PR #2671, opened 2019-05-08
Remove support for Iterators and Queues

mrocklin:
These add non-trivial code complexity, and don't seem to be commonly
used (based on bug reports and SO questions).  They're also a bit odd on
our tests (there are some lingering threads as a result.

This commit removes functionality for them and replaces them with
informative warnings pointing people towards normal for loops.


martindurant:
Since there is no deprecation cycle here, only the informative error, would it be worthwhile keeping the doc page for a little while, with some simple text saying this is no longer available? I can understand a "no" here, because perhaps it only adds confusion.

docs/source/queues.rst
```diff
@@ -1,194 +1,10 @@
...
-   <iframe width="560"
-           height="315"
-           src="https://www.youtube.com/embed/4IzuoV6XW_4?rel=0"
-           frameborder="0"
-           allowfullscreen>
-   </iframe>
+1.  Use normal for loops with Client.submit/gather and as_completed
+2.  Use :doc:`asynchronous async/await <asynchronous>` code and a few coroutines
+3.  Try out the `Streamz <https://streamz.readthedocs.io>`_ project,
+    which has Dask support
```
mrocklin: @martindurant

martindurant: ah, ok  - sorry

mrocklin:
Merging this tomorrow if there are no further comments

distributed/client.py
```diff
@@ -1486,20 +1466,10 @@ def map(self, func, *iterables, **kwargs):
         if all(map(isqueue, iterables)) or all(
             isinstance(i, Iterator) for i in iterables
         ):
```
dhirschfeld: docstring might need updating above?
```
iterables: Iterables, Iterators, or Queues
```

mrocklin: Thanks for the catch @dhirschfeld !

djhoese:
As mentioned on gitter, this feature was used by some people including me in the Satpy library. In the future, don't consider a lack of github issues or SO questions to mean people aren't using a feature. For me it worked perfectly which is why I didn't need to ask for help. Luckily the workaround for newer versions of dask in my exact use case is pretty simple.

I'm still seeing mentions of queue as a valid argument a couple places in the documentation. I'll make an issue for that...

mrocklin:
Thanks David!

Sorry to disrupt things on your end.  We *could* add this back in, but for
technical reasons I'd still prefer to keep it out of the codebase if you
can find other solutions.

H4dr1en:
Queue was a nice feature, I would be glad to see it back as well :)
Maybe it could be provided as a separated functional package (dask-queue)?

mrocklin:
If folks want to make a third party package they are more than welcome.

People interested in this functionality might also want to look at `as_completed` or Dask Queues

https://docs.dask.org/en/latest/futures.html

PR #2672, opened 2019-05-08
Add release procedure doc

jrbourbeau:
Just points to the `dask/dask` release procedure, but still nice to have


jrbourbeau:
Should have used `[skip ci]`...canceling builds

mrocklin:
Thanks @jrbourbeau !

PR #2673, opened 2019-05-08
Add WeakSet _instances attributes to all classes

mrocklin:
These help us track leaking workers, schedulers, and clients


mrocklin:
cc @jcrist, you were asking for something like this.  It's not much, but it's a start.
_____
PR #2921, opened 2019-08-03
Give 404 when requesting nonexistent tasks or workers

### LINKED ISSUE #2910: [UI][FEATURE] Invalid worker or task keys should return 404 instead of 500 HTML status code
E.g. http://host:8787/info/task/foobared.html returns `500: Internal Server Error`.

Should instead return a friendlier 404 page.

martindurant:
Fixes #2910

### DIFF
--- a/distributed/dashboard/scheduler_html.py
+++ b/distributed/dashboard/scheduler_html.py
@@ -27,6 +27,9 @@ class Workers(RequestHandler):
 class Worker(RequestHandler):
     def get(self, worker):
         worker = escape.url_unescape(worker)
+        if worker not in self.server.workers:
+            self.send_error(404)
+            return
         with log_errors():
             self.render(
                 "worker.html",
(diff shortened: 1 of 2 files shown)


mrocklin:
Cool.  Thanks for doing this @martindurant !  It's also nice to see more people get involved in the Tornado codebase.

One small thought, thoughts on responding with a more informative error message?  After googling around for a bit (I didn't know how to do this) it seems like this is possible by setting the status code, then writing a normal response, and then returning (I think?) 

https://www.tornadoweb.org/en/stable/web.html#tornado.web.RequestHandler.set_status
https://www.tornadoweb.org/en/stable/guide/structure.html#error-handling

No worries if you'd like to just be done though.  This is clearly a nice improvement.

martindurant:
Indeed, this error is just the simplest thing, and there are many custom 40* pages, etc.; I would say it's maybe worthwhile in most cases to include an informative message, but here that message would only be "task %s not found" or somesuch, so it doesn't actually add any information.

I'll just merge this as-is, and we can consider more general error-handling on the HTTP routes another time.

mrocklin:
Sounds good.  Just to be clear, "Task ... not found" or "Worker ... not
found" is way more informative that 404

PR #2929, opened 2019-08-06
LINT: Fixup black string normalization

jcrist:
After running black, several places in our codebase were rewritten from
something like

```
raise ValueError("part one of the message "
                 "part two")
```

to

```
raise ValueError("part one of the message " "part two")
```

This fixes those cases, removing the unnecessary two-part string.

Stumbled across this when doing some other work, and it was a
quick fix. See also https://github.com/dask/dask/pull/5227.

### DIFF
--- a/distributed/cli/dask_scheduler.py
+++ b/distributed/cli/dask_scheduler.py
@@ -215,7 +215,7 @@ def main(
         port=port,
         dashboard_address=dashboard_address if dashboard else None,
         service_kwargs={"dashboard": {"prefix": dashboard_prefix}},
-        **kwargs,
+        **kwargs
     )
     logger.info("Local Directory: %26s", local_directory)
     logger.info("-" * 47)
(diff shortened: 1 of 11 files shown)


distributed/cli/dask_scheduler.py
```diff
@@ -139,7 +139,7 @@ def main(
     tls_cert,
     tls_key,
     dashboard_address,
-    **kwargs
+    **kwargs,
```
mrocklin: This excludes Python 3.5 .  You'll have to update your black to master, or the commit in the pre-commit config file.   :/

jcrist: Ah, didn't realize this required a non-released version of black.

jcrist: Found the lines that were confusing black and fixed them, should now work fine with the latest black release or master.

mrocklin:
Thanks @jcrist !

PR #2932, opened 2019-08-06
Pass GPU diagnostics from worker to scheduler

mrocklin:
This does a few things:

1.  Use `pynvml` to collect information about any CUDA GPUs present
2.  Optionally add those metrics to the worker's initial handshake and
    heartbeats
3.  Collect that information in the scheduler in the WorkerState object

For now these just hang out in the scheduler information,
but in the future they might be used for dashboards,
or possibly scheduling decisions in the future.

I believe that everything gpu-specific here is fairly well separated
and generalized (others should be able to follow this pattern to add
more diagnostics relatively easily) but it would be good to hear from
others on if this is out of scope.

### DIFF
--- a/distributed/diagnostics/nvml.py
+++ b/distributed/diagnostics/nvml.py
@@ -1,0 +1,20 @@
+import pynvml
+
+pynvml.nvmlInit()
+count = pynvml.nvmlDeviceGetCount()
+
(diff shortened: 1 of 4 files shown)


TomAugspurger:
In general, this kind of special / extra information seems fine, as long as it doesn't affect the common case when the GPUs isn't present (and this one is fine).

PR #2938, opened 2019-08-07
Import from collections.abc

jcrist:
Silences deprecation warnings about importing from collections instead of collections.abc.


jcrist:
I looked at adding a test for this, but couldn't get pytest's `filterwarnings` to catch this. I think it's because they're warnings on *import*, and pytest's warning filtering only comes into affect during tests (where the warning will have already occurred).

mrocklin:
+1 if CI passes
_____
■ PROBLEM ■
Return each line of the data above that includes the word "from".

■ RESULT OF THE EXERCISE ■
After running black, several places in our codebase were rewritten from
Pass GPU diagnostics from worker to scheduler
more diagnostics relatively easily) but it would be good to hear from
Import from collections.abc
Silences deprecation warnings about importing from collections instead of collections.abc.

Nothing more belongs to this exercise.